**Exercise details**
Write out all of the data again, exactly as it reads.

◇ ◇ ◇

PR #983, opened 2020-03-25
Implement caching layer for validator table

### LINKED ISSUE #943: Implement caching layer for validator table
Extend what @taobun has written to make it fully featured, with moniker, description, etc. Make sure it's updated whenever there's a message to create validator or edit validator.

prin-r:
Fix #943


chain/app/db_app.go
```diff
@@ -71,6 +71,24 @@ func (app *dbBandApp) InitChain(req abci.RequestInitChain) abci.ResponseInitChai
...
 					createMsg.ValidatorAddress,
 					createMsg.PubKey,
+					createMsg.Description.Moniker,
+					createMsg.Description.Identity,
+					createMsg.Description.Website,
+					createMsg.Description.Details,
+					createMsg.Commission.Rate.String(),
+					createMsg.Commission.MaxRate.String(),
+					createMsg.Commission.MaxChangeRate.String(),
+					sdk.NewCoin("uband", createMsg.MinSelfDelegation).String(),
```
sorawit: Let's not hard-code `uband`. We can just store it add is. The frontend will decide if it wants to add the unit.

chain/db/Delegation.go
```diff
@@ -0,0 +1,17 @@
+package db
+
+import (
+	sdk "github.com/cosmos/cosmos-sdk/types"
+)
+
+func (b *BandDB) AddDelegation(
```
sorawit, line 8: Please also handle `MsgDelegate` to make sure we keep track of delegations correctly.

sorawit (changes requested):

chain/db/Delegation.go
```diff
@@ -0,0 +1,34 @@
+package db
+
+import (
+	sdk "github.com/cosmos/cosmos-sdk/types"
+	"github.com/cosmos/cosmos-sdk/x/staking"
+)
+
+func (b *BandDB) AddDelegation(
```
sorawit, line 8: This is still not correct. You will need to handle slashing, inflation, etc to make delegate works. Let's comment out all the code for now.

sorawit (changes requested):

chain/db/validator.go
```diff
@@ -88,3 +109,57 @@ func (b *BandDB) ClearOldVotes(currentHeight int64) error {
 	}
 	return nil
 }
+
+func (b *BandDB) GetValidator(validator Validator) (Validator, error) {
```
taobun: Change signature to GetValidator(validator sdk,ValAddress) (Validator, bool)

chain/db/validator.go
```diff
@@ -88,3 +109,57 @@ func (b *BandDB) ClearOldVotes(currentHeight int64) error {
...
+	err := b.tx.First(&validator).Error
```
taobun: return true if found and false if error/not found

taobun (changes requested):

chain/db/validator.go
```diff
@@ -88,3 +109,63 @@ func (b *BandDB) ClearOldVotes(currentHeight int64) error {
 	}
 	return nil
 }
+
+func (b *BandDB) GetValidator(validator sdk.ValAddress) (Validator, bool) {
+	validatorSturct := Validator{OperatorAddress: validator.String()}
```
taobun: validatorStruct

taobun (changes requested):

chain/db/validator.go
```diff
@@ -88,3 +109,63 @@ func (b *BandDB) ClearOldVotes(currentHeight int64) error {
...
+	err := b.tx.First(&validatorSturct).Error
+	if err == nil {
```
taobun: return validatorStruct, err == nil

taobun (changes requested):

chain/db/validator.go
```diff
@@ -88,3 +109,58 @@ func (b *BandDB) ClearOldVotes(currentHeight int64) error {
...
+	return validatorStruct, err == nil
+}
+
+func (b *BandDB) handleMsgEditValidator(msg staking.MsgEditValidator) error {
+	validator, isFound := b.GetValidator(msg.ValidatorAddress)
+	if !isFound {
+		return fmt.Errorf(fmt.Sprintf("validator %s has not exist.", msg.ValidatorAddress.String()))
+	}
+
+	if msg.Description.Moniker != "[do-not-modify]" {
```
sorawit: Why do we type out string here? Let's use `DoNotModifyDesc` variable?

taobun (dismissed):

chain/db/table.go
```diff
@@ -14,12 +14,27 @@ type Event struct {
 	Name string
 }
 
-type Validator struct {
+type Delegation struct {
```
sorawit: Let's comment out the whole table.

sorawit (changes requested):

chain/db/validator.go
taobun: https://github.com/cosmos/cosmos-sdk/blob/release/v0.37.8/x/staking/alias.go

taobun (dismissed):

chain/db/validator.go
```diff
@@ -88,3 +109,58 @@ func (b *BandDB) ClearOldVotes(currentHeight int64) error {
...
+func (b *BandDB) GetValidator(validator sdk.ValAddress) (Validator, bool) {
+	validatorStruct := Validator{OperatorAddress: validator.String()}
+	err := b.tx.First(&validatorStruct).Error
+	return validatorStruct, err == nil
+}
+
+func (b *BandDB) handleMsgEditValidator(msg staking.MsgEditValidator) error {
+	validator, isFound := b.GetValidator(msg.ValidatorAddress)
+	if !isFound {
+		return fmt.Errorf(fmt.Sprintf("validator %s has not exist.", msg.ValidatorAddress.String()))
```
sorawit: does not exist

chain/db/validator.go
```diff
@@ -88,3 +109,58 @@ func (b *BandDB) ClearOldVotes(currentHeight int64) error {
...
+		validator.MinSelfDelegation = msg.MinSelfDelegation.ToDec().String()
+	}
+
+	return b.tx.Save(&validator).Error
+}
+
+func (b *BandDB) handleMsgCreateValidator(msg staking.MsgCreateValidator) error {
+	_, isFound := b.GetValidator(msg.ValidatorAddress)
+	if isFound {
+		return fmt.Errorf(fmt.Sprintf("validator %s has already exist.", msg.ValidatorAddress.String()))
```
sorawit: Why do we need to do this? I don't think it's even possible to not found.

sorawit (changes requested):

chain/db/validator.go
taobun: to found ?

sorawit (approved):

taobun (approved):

◇ ◇ ◇

**Exercise result**
PR #983, opened 2020-03-25
Implement caching layer for validator table

### LINKED ISSUE #943: Implement caching layer for validator table
Extend what @taobun has written to make it fully featured, with moniker, description, etc. Make sure it's updated whenever there's a message to create validator or edit validator.

prin-r:
Fix #943


chain/app/db_app.go
```diff
@@ -71,6 +71,24 @@ func (app *dbBandApp) InitChain(req abci.RequestInitChain) abci.ResponseInitChai
...
 					createMsg.ValidatorAddress,
 					createMsg.PubKey,
+					createMsg.Description.Moniker,
+					createMsg.Description.Identity,
+					createMsg.Description.Website,
+					createMsg.Description.Details,
+					createMsg.Commission.Rate.String(),
+					createMsg.Commission.MaxRate.String(),
+					createMsg.Commission.MaxChangeRate.String(),
+					sdk.NewCoin("uband", createMsg.MinSelfDelegation).String(),
```
sorawit: Let's not hard-code `uband`. We can just store it add is. The frontend will decide if it wants to add the unit.

chain/db/Delegation.go
```diff
@@ -0,0 +1,17 @@
+package db
+
+import (
+	sdk "github.com/cosmos/cosmos-sdk/types"
+)
+
+func (b *BandDB) AddDelegation(
```
sorawit, line 8: Please also handle `MsgDelegate` to make sure we keep track of delegations correctly.

sorawit (changes requested):

chain/db/Delegation.go
```diff
@@ -0,0 +1,34 @@
+package db
+
+import (
+	sdk "github.com/cosmos/cosmos-sdk/types"
+	"github.com/cosmos/cosmos-sdk/x/staking"
+)
+
+func (b *BandDB) AddDelegation(
```
sorawit, line 8: This is still not correct. You will need to handle slashing, inflation, etc to make delegate works. Let's comment out all the code for now.

sorawit (changes requested):

chain/db/validator.go
```diff
@@ -88,3 +109,57 @@ func (b *BandDB) ClearOldVotes(currentHeight int64) error {
 	}
 	return nil
 }
+
+func (b *BandDB) GetValidator(validator Validator) (Validator, error) {
```
taobun: Change signature to GetValidator(validator sdk,ValAddress) (Validator, bool)

chain/db/validator.go
```diff
@@ -88,3 +109,57 @@ func (b *BandDB) ClearOldVotes(currentHeight int64) error {
...
+	err := b.tx.First(&validator).Error
```
taobun: return true if found and false if error/not found

taobun (changes requested):

chain/db/validator.go
```diff
@@ -88,3 +109,63 @@ func (b *BandDB) ClearOldVotes(currentHeight int64) error {
 	}
 	return nil
 }
+
+func (b *BandDB) GetValidator(validator sdk.ValAddress) (Validator, bool) {
+	validatorSturct := Validator{OperatorAddress: validator.String()}
```
taobun: validatorStruct

taobun (changes requested):

chain/db/validator.go
```diff
@@ -88,3 +109,63 @@ func (b *BandDB) ClearOldVotes(currentHeight int64) error {
...
+	err := b.tx.First(&validatorSturct).Error
+	if err == nil {
```
taobun: return validatorStruct, err == nil

taobun (changes requested):

chain/db/validator.go
```diff
@@ -88,3 +109,58 @@ func (b *BandDB) ClearOldVotes(currentHeight int64) error {
...
+	return validatorStruct, err == nil
+}
+
+func (b *BandDB) handleMsgEditValidator(msg staking.MsgEditValidator) error {
+	validator, isFound := b.GetValidator(msg.ValidatorAddress)
+	if !isFound {
+		return fmt.Errorf(fmt.Sprintf("validator %s has not exist.", msg.ValidatorAddress.String()))
+	}
+
+	if msg.Description.Moniker != "[do-not-modify]" {
```
sorawit: Why do we type out string here? Let's use `DoNotModifyDesc` variable?

taobun (dismissed):

chain/db/table.go
```diff
@@ -14,12 +14,27 @@ type Event struct {
 	Name string
 }
 
-type Validator struct {
+type Delegation struct {
```
sorawit: Let's comment out the whole table.

sorawit (changes requested):

chain/db/validator.go
taobun: https://github.com/cosmos/cosmos-sdk/blob/release/v0.37.8/x/staking/alias.go

taobun (dismissed):

chain/db/validator.go
```diff
@@ -88,3 +109,58 @@ func (b *BandDB) ClearOldVotes(currentHeight int64) error {
...
+func (b *BandDB) GetValidator(validator sdk.ValAddress) (Validator, bool) {
+	validatorStruct := Validator{OperatorAddress: validator.String()}
+	err := b.tx.First(&validatorStruct).Error
+	return validatorStruct, err == nil
+}
+
+func (b *BandDB) handleMsgEditValidator(msg staking.MsgEditValidator) error {
+	validator, isFound := b.GetValidator(msg.ValidatorAddress)
+	if !isFound {
+		return fmt.Errorf(fmt.Sprintf("validator %s has not exist.", msg.ValidatorAddress.String()))
```
sorawit: does not exist

chain/db/validator.go
```diff
@@ -88,3 +109,58 @@ func (b *BandDB) ClearOldVotes(currentHeight int64) error {
...
+		validator.MinSelfDelegation = msg.MinSelfDelegation.ToDec().String()
+	}
+
+	return b.tx.Save(&validator).Error
+}
+
+func (b *BandDB) handleMsgCreateValidator(msg staking.MsgCreateValidator) error {
+	_, isFound := b.GetValidator(msg.ValidatorAddress)
+	if isFound {
+		return fmt.Errorf(fmt.Sprintf("validator %s has already exist.", msg.ValidatorAddress.String()))
```
sorawit: Why do we need to do this? I don't think it's even possible to not found.

sorawit (changes requested):

chain/db/validator.go
taobun: to found ?

sorawit (approved):

taobun (approved):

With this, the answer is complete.